*** Opening of SOURCE DATA ***

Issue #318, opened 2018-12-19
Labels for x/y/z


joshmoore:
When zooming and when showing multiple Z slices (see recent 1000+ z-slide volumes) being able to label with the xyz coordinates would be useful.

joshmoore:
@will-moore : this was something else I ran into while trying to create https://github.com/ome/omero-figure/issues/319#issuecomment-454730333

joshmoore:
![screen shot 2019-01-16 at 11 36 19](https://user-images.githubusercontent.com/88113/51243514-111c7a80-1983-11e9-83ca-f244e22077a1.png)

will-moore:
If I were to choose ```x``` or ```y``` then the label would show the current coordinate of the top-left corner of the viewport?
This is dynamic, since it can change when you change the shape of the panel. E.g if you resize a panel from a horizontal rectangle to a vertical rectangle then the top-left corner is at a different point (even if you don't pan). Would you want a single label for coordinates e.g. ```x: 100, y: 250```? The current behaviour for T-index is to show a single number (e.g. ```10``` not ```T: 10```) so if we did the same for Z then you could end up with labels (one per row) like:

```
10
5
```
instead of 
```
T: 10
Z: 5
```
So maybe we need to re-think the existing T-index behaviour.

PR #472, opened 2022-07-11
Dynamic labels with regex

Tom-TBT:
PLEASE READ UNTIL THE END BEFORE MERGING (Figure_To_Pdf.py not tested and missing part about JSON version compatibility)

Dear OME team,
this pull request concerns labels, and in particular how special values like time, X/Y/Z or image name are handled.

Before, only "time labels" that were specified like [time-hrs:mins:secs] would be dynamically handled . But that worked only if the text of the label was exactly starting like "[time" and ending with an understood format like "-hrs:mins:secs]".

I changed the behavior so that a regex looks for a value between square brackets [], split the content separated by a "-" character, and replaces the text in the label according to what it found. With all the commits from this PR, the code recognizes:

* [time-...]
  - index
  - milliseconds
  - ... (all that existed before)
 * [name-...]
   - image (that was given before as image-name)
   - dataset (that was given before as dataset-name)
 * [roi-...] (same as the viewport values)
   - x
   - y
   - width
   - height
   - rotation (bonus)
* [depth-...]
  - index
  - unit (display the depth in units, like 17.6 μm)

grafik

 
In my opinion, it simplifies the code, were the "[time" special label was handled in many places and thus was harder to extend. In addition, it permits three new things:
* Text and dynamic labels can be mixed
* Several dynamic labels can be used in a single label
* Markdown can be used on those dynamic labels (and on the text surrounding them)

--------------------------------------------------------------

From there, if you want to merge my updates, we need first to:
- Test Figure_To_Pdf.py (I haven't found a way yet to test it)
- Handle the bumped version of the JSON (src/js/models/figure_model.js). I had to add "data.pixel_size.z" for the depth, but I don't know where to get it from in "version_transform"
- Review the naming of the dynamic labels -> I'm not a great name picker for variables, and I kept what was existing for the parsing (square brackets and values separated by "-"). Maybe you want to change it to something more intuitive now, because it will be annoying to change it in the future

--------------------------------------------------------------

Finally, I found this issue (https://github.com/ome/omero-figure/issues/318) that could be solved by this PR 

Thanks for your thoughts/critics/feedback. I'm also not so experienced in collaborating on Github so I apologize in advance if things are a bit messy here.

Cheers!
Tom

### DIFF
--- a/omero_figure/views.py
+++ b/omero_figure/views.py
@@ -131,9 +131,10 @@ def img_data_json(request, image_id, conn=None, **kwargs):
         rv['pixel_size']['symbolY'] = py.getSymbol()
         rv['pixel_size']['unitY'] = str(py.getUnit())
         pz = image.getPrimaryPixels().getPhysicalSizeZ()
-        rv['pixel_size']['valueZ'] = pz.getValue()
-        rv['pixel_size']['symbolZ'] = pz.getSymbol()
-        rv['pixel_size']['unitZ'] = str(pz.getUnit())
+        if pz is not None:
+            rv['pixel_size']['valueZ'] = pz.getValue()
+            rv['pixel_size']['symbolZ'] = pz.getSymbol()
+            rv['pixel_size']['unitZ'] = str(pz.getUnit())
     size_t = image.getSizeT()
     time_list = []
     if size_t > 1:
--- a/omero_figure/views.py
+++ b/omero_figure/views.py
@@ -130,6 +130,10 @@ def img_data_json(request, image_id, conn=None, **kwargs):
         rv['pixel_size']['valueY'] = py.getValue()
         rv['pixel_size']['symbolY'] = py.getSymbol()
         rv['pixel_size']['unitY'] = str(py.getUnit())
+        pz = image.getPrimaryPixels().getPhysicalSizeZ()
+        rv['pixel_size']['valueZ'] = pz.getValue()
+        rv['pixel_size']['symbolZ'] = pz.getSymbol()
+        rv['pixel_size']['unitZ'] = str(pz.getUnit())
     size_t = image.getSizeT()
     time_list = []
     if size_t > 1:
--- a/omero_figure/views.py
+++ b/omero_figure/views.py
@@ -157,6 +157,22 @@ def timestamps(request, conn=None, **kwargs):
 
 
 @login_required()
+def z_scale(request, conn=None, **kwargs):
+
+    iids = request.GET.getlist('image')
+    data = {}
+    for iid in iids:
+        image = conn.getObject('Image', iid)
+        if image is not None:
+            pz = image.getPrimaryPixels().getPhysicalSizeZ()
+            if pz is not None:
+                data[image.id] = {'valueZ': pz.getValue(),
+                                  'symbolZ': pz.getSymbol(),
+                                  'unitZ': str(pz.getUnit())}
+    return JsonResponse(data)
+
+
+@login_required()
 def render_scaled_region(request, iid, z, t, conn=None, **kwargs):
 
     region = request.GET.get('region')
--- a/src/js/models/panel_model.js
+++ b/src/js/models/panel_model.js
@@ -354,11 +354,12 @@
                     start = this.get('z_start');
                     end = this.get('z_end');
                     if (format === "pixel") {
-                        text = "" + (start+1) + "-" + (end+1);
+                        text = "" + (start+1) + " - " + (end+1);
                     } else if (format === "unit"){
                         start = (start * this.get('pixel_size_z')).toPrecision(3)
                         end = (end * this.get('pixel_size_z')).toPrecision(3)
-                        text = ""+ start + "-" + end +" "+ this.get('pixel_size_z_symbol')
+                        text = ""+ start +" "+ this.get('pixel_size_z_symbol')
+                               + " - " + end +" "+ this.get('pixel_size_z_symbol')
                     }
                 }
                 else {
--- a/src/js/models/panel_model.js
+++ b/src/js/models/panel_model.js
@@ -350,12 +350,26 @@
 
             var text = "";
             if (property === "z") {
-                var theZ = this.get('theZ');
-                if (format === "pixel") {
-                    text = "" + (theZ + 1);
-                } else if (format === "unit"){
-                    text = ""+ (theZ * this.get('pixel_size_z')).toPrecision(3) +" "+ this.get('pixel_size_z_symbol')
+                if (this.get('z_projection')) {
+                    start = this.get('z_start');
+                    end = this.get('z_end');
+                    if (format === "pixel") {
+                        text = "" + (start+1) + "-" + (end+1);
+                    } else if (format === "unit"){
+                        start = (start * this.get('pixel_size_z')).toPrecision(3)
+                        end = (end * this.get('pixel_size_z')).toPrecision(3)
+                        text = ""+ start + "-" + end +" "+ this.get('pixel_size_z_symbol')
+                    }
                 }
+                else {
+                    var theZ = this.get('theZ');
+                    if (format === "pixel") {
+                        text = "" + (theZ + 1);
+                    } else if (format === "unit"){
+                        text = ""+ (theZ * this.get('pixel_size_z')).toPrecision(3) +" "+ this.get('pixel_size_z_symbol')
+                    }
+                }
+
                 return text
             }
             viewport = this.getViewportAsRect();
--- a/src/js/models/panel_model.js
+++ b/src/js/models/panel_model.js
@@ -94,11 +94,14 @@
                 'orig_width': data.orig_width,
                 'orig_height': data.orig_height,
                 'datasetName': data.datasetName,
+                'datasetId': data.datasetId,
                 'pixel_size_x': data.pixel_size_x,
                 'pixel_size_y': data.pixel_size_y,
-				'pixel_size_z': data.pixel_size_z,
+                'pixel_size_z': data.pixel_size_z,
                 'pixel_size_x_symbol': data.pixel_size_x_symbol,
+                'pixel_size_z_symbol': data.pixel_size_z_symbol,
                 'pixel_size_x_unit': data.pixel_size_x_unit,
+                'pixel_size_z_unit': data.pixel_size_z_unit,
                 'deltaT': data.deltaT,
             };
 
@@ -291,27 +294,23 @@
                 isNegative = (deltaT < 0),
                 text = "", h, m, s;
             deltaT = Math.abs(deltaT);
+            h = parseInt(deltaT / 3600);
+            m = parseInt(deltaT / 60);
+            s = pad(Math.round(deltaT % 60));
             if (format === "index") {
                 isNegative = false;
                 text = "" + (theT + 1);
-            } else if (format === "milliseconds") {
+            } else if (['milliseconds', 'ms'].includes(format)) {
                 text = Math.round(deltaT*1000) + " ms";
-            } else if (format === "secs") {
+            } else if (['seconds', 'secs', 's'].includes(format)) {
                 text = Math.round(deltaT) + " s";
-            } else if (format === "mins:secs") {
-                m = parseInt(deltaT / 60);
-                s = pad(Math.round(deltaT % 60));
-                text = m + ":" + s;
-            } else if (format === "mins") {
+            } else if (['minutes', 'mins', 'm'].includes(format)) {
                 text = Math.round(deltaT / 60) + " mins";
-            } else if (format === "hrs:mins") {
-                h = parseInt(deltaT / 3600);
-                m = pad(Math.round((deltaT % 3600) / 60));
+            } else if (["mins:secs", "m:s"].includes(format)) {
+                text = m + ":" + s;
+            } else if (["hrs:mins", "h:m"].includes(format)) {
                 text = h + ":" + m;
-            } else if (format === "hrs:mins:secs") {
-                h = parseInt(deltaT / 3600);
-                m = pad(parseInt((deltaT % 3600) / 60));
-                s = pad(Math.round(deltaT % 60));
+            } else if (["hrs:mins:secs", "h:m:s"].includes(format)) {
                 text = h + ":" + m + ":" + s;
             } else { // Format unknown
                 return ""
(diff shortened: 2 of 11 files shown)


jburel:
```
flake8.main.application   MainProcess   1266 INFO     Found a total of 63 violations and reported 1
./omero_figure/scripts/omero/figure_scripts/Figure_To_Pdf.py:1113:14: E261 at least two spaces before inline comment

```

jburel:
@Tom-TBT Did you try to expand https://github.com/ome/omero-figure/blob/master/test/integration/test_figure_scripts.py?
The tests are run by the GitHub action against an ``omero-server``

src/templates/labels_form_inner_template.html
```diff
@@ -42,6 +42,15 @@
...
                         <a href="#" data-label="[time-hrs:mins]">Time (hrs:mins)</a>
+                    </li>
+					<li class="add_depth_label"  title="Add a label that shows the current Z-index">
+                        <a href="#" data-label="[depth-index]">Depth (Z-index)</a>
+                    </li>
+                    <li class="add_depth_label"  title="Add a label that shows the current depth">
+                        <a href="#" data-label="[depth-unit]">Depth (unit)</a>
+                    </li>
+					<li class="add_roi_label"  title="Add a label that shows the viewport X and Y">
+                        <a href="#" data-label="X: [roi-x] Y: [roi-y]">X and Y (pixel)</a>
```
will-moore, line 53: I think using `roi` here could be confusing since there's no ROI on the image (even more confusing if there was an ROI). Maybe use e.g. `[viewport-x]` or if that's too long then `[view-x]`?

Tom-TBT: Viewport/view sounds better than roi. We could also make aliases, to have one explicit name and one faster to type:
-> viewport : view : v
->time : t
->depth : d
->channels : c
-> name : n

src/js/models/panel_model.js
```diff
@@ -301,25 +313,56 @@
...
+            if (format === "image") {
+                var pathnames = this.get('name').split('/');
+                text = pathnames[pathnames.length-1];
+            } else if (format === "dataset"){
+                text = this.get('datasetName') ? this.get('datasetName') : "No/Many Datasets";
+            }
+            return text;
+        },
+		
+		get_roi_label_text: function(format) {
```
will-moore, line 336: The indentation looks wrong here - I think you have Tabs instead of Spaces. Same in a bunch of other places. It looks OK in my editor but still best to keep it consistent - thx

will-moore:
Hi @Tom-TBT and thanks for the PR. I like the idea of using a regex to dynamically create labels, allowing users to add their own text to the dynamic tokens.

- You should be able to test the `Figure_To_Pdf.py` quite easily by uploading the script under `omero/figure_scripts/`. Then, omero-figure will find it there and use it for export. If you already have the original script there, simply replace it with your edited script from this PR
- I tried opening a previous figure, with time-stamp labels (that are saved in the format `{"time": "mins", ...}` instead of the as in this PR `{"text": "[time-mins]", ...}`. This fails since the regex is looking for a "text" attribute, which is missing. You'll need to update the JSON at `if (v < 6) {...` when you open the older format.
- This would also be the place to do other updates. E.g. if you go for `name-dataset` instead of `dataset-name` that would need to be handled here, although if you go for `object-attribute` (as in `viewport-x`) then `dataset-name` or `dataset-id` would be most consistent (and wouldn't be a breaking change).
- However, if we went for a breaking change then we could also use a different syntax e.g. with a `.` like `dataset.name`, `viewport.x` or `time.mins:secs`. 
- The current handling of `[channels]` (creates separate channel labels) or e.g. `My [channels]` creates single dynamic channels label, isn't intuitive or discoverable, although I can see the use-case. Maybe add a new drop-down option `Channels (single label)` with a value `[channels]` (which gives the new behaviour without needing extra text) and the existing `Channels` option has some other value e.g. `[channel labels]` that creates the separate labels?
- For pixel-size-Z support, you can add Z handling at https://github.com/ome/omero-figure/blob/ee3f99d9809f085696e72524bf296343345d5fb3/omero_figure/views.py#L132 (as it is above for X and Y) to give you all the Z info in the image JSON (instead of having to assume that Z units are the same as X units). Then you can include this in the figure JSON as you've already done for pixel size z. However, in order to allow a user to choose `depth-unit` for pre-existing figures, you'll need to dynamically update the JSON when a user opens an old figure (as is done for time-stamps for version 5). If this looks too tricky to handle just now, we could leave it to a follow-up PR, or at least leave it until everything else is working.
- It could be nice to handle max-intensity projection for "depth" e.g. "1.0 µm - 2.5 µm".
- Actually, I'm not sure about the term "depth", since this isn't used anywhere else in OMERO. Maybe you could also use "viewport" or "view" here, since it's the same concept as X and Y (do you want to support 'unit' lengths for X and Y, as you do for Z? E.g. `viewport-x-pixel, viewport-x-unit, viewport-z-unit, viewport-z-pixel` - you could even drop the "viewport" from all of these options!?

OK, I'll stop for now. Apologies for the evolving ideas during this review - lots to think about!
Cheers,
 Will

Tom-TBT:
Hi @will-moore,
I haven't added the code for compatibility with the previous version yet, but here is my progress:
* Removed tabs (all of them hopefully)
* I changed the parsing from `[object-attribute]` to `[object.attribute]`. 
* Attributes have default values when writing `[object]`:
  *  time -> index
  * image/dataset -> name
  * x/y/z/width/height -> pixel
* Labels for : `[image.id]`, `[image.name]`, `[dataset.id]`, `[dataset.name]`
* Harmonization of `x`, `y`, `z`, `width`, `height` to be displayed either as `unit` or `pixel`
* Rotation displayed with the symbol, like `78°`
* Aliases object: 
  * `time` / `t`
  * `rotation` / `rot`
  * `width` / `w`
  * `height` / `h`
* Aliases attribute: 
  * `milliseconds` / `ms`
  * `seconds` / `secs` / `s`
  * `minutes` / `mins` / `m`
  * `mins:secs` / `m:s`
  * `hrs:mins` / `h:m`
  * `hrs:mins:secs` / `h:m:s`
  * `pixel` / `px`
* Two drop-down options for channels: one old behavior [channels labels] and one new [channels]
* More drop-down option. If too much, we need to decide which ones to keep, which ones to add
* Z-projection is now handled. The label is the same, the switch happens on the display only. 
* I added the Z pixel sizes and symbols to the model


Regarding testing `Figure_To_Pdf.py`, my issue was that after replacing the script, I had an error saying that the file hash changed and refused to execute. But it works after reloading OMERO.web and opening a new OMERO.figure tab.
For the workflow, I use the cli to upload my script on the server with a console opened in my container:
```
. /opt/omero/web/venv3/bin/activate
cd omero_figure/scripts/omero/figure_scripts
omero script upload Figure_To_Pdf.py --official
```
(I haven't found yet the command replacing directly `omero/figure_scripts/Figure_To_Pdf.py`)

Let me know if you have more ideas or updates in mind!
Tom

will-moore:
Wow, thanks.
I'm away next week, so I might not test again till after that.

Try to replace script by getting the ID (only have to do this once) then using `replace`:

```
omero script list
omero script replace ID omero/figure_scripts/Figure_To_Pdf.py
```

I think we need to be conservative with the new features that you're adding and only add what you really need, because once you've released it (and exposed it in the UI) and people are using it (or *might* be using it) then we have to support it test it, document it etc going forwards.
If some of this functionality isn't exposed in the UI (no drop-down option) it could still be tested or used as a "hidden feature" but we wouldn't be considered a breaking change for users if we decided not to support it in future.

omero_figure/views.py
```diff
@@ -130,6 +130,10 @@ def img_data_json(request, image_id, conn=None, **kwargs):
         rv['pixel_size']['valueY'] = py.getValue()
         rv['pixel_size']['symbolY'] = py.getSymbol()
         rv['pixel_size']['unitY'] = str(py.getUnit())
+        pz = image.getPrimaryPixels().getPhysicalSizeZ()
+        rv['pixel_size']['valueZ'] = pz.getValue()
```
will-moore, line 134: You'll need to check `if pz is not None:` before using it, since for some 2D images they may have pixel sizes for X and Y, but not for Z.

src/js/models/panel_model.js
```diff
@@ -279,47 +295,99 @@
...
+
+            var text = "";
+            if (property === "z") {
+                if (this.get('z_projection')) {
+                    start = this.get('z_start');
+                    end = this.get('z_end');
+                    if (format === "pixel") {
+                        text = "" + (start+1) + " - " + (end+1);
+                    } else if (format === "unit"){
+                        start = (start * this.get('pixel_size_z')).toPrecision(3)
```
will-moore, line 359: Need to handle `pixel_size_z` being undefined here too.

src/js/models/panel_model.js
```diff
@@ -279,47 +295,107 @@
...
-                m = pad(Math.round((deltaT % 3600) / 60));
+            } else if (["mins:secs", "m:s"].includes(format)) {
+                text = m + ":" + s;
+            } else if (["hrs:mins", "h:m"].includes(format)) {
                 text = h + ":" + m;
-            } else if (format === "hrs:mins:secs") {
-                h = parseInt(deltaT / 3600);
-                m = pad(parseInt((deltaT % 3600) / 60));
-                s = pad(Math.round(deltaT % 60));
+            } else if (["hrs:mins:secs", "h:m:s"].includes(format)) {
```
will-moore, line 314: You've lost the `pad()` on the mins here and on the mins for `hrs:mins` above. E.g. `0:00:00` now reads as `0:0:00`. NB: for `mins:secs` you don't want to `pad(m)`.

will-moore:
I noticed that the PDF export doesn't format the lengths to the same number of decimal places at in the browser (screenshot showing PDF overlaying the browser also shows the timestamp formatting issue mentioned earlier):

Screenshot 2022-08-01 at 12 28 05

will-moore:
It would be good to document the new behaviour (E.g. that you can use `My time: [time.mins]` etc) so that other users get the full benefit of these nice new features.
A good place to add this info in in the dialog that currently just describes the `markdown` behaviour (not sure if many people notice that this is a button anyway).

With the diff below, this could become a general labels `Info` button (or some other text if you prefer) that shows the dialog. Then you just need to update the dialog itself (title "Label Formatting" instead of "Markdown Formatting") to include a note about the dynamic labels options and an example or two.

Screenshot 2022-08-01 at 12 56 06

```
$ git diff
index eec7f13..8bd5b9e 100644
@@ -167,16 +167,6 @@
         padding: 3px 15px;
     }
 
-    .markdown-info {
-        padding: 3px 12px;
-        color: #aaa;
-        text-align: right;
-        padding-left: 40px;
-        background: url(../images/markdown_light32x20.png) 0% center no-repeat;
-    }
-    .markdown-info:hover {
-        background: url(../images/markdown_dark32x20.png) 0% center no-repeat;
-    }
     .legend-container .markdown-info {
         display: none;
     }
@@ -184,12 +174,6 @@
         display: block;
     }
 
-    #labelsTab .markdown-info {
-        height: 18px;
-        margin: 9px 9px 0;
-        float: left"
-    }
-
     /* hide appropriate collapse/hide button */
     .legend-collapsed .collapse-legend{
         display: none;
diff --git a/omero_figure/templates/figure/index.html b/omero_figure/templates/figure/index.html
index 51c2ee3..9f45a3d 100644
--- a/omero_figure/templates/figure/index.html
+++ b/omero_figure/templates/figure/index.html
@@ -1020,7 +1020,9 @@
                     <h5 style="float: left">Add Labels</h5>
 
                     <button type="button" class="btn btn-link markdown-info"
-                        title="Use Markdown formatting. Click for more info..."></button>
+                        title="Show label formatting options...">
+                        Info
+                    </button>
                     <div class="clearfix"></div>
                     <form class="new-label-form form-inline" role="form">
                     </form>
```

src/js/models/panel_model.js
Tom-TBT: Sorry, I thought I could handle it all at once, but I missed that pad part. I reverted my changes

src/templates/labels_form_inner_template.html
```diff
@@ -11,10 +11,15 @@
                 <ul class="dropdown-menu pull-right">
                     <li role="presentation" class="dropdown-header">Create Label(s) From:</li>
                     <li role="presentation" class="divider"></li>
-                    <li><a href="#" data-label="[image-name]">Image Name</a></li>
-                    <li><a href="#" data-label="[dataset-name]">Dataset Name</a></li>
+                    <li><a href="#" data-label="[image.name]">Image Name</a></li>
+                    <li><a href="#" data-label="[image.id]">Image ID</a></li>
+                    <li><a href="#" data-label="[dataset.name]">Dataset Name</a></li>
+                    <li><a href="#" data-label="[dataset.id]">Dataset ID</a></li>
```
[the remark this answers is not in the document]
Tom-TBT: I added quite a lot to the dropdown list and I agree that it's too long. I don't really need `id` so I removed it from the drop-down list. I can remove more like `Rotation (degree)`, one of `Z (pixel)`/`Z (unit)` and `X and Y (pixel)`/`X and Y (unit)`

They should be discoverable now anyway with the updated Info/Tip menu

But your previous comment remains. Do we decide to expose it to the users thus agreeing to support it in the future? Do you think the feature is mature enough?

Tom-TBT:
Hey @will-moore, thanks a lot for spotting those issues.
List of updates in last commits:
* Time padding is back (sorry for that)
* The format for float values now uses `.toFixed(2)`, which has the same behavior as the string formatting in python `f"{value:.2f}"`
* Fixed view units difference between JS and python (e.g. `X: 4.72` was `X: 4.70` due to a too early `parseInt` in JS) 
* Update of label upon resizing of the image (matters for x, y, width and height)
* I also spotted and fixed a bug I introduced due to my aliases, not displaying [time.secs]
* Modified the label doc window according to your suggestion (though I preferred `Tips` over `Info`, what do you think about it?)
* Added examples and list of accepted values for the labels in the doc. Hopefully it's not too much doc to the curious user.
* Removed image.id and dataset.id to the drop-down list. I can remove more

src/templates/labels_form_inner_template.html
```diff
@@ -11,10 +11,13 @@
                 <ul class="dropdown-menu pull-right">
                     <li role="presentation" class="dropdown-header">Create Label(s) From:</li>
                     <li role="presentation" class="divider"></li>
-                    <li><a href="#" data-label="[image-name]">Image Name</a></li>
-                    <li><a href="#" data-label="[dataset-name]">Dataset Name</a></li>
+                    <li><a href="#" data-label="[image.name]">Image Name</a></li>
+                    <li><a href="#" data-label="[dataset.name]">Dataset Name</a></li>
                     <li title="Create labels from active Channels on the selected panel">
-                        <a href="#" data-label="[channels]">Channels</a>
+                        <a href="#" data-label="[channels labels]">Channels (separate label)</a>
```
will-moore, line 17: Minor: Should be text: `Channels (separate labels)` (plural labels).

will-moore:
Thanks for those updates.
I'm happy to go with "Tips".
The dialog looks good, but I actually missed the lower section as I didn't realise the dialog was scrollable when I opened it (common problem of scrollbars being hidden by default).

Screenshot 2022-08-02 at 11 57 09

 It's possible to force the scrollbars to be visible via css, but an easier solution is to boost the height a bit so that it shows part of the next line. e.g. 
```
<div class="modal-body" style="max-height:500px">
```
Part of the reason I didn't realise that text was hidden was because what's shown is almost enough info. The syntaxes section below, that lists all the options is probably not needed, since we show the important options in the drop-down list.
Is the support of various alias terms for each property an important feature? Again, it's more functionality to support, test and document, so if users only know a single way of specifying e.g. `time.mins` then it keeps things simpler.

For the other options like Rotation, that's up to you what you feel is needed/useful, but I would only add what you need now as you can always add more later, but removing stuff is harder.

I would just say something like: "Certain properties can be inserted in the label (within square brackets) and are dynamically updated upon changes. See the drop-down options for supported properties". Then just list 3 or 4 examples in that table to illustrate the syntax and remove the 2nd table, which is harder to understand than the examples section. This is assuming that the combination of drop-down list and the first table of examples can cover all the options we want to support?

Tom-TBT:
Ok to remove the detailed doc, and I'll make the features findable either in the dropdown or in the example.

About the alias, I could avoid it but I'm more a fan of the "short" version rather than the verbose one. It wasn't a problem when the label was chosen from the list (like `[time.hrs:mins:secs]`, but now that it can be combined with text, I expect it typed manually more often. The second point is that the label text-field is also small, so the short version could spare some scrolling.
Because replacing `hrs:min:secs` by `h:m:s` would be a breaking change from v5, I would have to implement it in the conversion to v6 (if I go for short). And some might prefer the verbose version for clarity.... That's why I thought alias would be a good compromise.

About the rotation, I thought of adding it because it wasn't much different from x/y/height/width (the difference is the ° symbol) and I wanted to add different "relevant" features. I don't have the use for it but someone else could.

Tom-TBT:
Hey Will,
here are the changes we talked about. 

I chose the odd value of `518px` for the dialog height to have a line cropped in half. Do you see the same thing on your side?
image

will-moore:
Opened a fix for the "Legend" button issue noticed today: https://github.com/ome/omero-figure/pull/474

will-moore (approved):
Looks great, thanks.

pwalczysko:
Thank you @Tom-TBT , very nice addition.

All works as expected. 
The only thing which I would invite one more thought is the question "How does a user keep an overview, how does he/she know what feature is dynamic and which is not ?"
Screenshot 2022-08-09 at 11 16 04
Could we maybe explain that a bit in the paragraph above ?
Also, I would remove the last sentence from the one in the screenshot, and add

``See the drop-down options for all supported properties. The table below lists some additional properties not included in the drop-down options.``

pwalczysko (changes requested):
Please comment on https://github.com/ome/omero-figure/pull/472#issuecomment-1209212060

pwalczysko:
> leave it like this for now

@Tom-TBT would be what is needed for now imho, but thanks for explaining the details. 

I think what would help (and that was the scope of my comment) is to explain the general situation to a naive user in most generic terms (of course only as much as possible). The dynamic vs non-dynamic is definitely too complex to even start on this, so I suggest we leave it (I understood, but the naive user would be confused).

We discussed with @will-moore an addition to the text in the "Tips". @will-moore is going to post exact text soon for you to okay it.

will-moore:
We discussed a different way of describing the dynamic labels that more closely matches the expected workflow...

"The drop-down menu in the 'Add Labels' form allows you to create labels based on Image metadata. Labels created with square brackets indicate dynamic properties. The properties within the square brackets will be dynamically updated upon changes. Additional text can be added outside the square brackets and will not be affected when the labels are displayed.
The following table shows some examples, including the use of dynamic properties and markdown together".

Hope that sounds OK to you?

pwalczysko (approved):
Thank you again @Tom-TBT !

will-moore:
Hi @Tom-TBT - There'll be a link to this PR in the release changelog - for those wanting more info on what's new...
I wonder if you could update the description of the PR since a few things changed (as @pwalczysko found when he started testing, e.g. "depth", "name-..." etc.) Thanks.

*** Close of SOURCE DATA ***

EXERCISE GOAL: Search the material above for lines containing the string "export", then pull them out.

RESULT BELOW:
- You should be able to test the `Figure_To_Pdf.py` quite easily by uploading the script under `omero/figure_scripts/`. Then, omero-figure will find it there and use it for export. If you already have the original script there, simply replace it with your edited script from this PR
I noticed that the PDF export doesn't format the lengths to the same number of decimal places at in the browser (screenshot showing PDF overlaying the browser also shows the timestamp formatting issue mentioned earlier):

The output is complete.